There's something the modern Batman never does: perspire.
"But that's absurd," you scoff. "Batman doesn't sweat! He's the rootin'ist, tootin'ist hombre east of the Pecos!" And then I realize that I have my transchronobloggacommunicamator set for "Ye Olde Weste" instead of "2008" (a.k.a. "the Dawn of the Apocalyptic Era") and I adjust its various dials and levers accordingly. There. Can you hear me now?
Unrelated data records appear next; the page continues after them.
PR #133, opened 2022-08-30
feat(system-level-exclusion-rules): system level exclude span rules

SrikarMannepalli:
## Description
This PR adds support for defining system level exclude span rules and overriding(enabling/disabling) them at a tenant level.

### Testing
Added new unit tests for all new code, and ran all the existing unit tests.

### Checklist:

### DIFF
--- a/span-processing-config-service-impl/src/main/java/org/hypertrace/span/processing/config/service/SpanProcessingConfigServiceImpl.java
+++ b/span-processing-config-service-impl/src/main/java/org/hypertrace/span/processing/config/service/SpanProcessingConfigServiceImpl.java
@@ -1,9 +1,18 @@
 package org.hypertrace.span.processing.config.service;
 
 import com.google.inject.Inject;
+import com.google.protobuf.util.JsonFormat;
+import com.typesafe.config.Config;
 import io.grpc.Status;
 import io.grpc.stub.StreamObserver;
+import java.util.Collections;
+import java.util.List;
+import java.util.Map;
+import java.util.Optional;
 import java.util.UUID;
+import java.util.function.Function;
+import java.util.stream.Collectors;
+import lombok.SneakyThrows;
 import lombok.extern.slf4j.Slf4j;
 import org.hypertrace.config.objectstore.ContextualConfigObject;
 import org.hypertrace.core.grpcutils.context.RequestContext;
@@ -43,21 +52,49 @@ import org.hypertrace.span.processing.config.service.validation.SpanProcessingCo
 @Slf4j
 class SpanProcessingConfigServiceImpl
     extends SpanProcessingConfigServiceGrpc.SpanProcessingConfigServiceImplBase {
+
+  private static final String SPAN_PROCESSING_CONFIG_SERVICE = "span.processing.config.service";
+  private static final String SYSTEM_LEVEL_EXCLUDE_SPAN_RULES = "system.level.exclude.span.rules";
+
   private final SpanProcessingConfigRequestValidator validator;
   private final ExcludeSpanRulesConfigStore excludeSpanRulesConfigStore;
   private final TimestampConverter timestampConverter;
   private final ApiNamingRulesManager apiNamingRulesManager;
+  private List<ExcludeSpanRule> systemLevelExcludeSpanRules;
+  private Map<String, ExcludeSpanRuleDetails> systemLevelExcludeSpanRulesToIdMap;
 
   @Inject
   SpanProcessingConfigServiceImpl(
       ExcludeSpanRulesConfigStore excludeSpanRulesConfigStore,
       SpanProcessingConfigRequestValidator requestValidator,
       TimestampConverter timestampConverter,
-      ApiNamingRulesManager apiNamingRulesManager) {
+      ApiNamingRulesManager apiNamingRulesManager,
+      Config config) {
     this.validator = requestValidator;
     this.excludeSpanRulesConfigStore = excludeSpanRulesConfigStore;
     this.timestampConverter = timestampConverter;
     this.apiNamingRulesManager = apiNamingRulesManager;
+
+    buildSystemLevelExcludeSpanRuleConfigs(config);
+  }
+
+  private void buildSystemLevelExcludeSpanRuleConfigs(Config config) {
+    List<? extends com.typesafe.config.ConfigObject> systemLevelExcludeSpanRuleObjectList = null;
+    if (config.hasPath(SPAN_PROCESSING_CONFIG_SERVICE)) {
+      Config spanProcessingConfig = config.getConfig(SPAN_PROCESSING_CONFIG_SERVICE);
+      if (spanProcessingConfig.hasPath(SYSTEM_LEVEL_EXCLUDE_SPAN_RULES)) {
+        systemLevelExcludeSpanRuleObjectList =
+            spanProcessingConfig.getObjectList(SYSTEM_LEVEL_EXCLUDE_SPAN_RULES);
+      }
+    }
+    if (systemLevelExcludeSpanRuleObjectList != null) {
+      systemLevelExcludeSpanRules =
+          buildSystemLevelExcludeSpanRules(systemLevelExcludeSpanRuleObjectList);
+      systemLevelExcludeSpanRulesToIdMap = buildSystemLevelExcludeSpanRulesToIdMap();
+    } else {
+      systemLevelExcludeSpanRules = Collections.emptyList();
+      systemLevelExcludeSpanRulesToIdMap = Collections.emptyMap();
+    }
   }
 
   @Override
@@ -67,10 +104,35 @@ class SpanProcessingConfigServiceImpl
     try {
       RequestContext requestContext = RequestContext.CURRENT.get();
       this.validator.validateOrThrow(requestContext, request);
+      List<ExcludeSpanRuleDetails> excludeSpanRules =
+          excludeSpanRulesConfigStore.getAllData(requestContext);
+
+      Map<String, ExcludeSpanRuleDetails> tenantLevelExcludeSpanRulesToIdMap =
+          buildTenantLevelExcludeSpanRulesToIdMap(excludeSpanRules);
+
+      // all the tenant level configs except for the overridden system level ones
+      List<ExcludeSpanRuleDetails> filteredTenantLevelExcludeSpanRules =
+          excludeSpanRules.stream()
+              .filter(
+                  excludeSpanRule ->
+                      !systemLevelExcludeSpanRulesToIdMap.containsKey(
+                          excludeSpanRule.getRule().getId()))
+              .collect(Collectors.toUnmodifiableList());
+
+      // all the system level configs, replaced by the overridden configs in case of overrides
+      List<ExcludeSpanRuleDetails> filteredSystemLevelExcludeSpanRules =
+          systemLevelExcludeSpanRules.stream()
+              .map(
+                  excludeSpanRule ->
+                      tenantLevelExcludeSpanRulesToIdMap.containsKey(excludeSpanRule.getId())
+                          ? tenantLevelExcludeSpanRulesToIdMap.get(excludeSpanRule.getId())
+                          : ExcludeSpanRuleDetails.newBuilder().setRule(excludeSpanRule).build())
+              .collect(Collectors.toUnmodifiableList());
 
       responseObserver.onNext(
           GetAllExcludeSpanRulesResponse.newBuilder()
-              .addAllRuleDetails(excludeSpanRulesConfigStore.getAllData(requestContext))
+              .addAllRuleDetails(filteredTenantLevelExcludeSpanRules)
+              .addAllRuleDetails(filteredSystemLevelExcludeSpanRules)
               .build());
       responseObserver.onCompleted();
     } catch (Exception e) {
@@ -116,9 +178,13 @@ class SpanProcessingConfigServiceImpl
       this.validator.validateOrThrow(requestContext, request);
 
       UpdateExcludeSpanRule updateExcludeSpanRule = request.getRule();
+
+      // check if the rule already exists. If not, check if it is a system level config. If yes, use
+      // that. Else, error out.
       ExcludeSpanRule existingRule =
           this.excludeSpanRulesConfigStore
               .getData(requestContext, updateExcludeSpanRule.getId())
+              .or(() -> getSystemLevelExcludeSpanRule(updateExcludeSpanRule.getId()))
               .orElseThrow(Status.NOT_FOUND::asException);
       ExcludeSpanRule updatedRule = buildUpdatedRule(existingRule, updateExcludeSpanRule);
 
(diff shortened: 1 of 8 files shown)


span-processing-config-service-impl/src/main/java/org/hypertrace/span/processing/config/service/SpanProcessingConfigServiceImpl.java
```diff
@@ -43,21 +52,49 @@
 @Slf4j
 class SpanProcessingConfigServiceImpl
     extends SpanProcessingConfigServiceGrpc.SpanProcessingConfigServiceImplBase {
+
+  private static final String SPAN_PROCESSING_CONFIG_SERVICE = "span.processing.config.service";
+  private static final String SYSTEM_LEVEL_EXCLUDE_SPAN_RULES = "system.level.exclude.span.rules";
```
skjindal93, line 57: nit:
```suggestion
  private static final String DEFAULT_EXCLUDE_SPAN_RULES = "default.exclude.span.rules";
```

span-processing-config-service-impl/src/main/java/org/hypertrace/span/processing/config/service/SpanProcessingConfigServiceImpl.java
```diff
@@ -43,21 +52,49 @@
...
+
+  private void buildSystemLevelExcludeSpanRuleConfigs(Config config) {
+    List<? extends com.typesafe.config.ConfigObject> systemLevelExcludeSpanRuleObjectList = null;
+    if (config.hasPath(SPAN_PROCESSING_CONFIG_SERVICE)) {
+      Config spanProcessingConfig = config.getConfig(SPAN_PROCESSING_CONFIG_SERVICE);
+      if (spanProcessingConfig.hasPath(SYSTEM_LEVEL_EXCLUDE_SPAN_RULES)) {
+        systemLevelExcludeSpanRuleObjectList =
+            spanProcessingConfig.getObjectList(SYSTEM_LEVEL_EXCLUDE_SPAN_RULES);
+      }
+    }
```
skjindal93, line 89: Can we move the configs to a separate config class? Or, may be to a separate method. Would prefer a separate config class, if it isn't much refactor

We can also directly define the default exclusion rules config as `span.processing.config.service.system.exclude.span.rules`, to avoid multiple if block nesting

span-processing-config-service-impl/src/main/java/org/hypertrace/span/processing/config/service/SpanProcessingConfigServiceImpl.java
```diff
@@ -43,21 +52,49 @@
...
+
+  private static final String SPAN_PROCESSING_CONFIG_SERVICE = "span.processing.config.service";
+  private static final String SYSTEM_LEVEL_EXCLUDE_SPAN_RULES = "system.level.exclude.span.rules";
+
   private final SpanProcessingConfigRequestValidator validator;
   private final ExcludeSpanRulesConfigStore excludeSpanRulesConfigStore;
   private final TimestampConverter timestampConverter;
   private final ApiNamingRulesManager apiNamingRulesManager;
+  private List<ExcludeSpanRule> systemLevelExcludeSpanRules;
+  private Map<String, ExcludeSpanRuleDetails> systemLevelExcludeSpanRulesToIdMap;
```
skjindal93, line 64:
```suggestion
  private Map<String, ExcludeSpanRuleDetails> systemLevelExcludeSpanRuleIdToRuleMap;
```

span-processing-config-service-impl/src/main/java/org/hypertrace/span/processing/config/service/SpanProcessingConfigServiceImpl.java
```diff
@@ -43,21 +52,49 @@
...
     extends SpanProcessingConfigServiceGrpc.SpanProcessingConfigServiceImplBase {
+
+  private static final String SPAN_PROCESSING_CONFIG_SERVICE = "span.processing.config.service";
+  private static final String SYSTEM_LEVEL_EXCLUDE_SPAN_RULES = "system.level.exclude.span.rules";
+
   private final SpanProcessingConfigRequestValidator validator;
   private final ExcludeSpanRulesConfigStore excludeSpanRulesConfigStore;
   private final TimestampConverter timestampConverter;
   private final ApiNamingRulesManager apiNamingRulesManager;
+  private List<ExcludeSpanRule> systemLevelExcludeSpanRules;
```
skjindal93, line 63: Do we need this, if we already have the map?

span-processing-config-service-impl/src/main/java/org/hypertrace/span/processing/config/service/SpanProcessingConfigServiceImpl.java
skjindal93: Can we instead keep the map as `Map<String, ExcludeSpanRule>`? We can build the exclude span rule detail from exclude span rule at the end, while sending the response

I believe it would simplify the code. What say?

span-processing-config-service-impl/src/main/java/org/hypertrace/span/processing/config/service/SpanProcessingConfigServiceImpl.java
```diff
@@ -67,10 +104,35 @@ public void getAllExcludeSpanRules(
...
+                      tenantLevelExcludeSpanRulesToIdMap.containsKey(excludeSpanRule.getId())
+                          ? tenantLevelExcludeSpanRulesToIdMap.get(excludeSpanRule.getId())
+                          : ExcludeSpanRuleDetails.newBuilder().setRule(excludeSpanRule).build())
+              .collect(Collectors.toUnmodifiableList());
 
       responseObserver.onNext(
           GetAllExcludeSpanRulesResponse.newBuilder()
-              .addAllRuleDetails(excludeSpanRulesConfigStore.getAllData(requestContext))
+              .addAllRuleDetails(filteredTenantLevelExcludeSpanRules)
+              .addAllRuleDetails(filteredSystemLevelExcludeSpanRules)
```
skjindal93, line 135: This looks complex. I don't think there was a need to filter out overrides from persisted exclude span rules. We could have actually just sent out the entire persisted exclude span rules + non overriden system exclude rules

Something like this

```
Set<String> userExcludeSpanRuleIds = excludeSpanRules.stream()
    .map(excludeSpanRule -> excludeSpanRule.getRule().getId()).collect(
        Collectors.toUnmodifiableSet());

// all the system level configs, replaced by the overridden configs in case of overrides
List<ExcludeSpanRule> nonOverridenExcludeSpanRules =
    systemLevelExcludeSpanRules.stream()
        .filter(
            systemExcludeRule -> !userExcludeSpanRuleIds.contains(systemExcludeRule.getId()))
```

And, we can then convert the `nonOverridenExcludeSpanRules` to `List<ExcludeSpanRuleDetails>` while sending it in the response

span-processing-config-service-impl/src/main/java/org/hypertrace/span/processing/config/service/SpanProcessingConfigServiceImpl.java
skjindal93, line 57:
```suggestion
  private static final String SYSTEM_EXCLUDE_SPAN_RULES = "system.exclude.span.rules";
```

span-processing-config-service-impl/src/main/java/org/hypertrace/span/processing/config/service/SpanProcessingConfigServiceImpl.java
```diff
@@ -67,10 +104,35 @@ public void getAllExcludeSpanRules(
     try {
       RequestContext requestContext = RequestContext.CURRENT.get();
       this.validator.validateOrThrow(requestContext, request);
+      List<ExcludeSpanRuleDetails> excludeSpanRules =
+          excludeSpanRulesConfigStore.getAllData(requestContext);
+
+      Map<String, ExcludeSpanRuleDetails> tenantLevelExcludeSpanRulesToIdMap =
```
skjindal93, line 110: Instead of tenant level, can we call them user?
```suggestion
      Map<String, ExcludeSpanRuleDetails> userExcludeSpanRuleIdToRuleMap =
```

Though, I don't believe we even need to build the map

span-processing-config-service-impl/src/main/java/org/hypertrace/span/processing/config/service/SpanProcessingConfigServiceImpl.java
```diff
@@ -156,6 +222,47 @@ public void deleteExcludeSpanRule(
     }
   }
 
+  private List<ExcludeSpanRule> buildSystemLevelExcludeSpanRules(
```
skjindal93, line 225:
```suggestion
  private List<ExcludeSpanRule> buildSystemExcludeSpanRules(
```

span-processing-config-service-impl/src/main/java/org/hypertrace/span/processing/config/service/SpanProcessingConfigServiceImpl.java
```diff
@@ -156,6 +222,47 @@ public void deleteExcludeSpanRule(
...
+  @SneakyThrows
+  private ExcludeSpanRule buildExcludeSpanRuleFromConfig(
+      com.typesafe.config.ConfigObject configObject) {
+    String jsonString = configObject.render();
+    ExcludeSpanRule.Builder builder = ExcludeSpanRule.newBuilder();
+    JsonFormat.parser().merge(jsonString, builder);
+    return builder.build();
+  }
+
+  private Optional<ExcludeSpanRule> getSystemLevelExcludeSpanRule(String id) {
```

So as I was saying -- and the older, even-shlubbier comics fans will back me up on this -- Batman did, indeed, previously possess the ability to sweat. But the question remains: why is he sweating? Why here? Why now? If I may float some (kick-ass) theories...
- He's watching a shirtless Robin clean the giant penny with a sponge and a bucket of soapy water.
- He's getting a sensuous foot massage from Dr. Phosphorus.
- He's got "twenty big ones" riding on the Gotham Knights in the big game tonight, but Poison Ivy is dating their star quarterback, and she's always showin' up at games and shit, screwing things up.
- He's quietly riding out, like, his fourteenth consecutive heart attack.
- The lava dome that comprises the floor of the Batcave is cracking open.
- The Joker surreptitiously dosed him with his latest toxin, or, more likely, senile old Alfred undercooked the fucking porkchops again.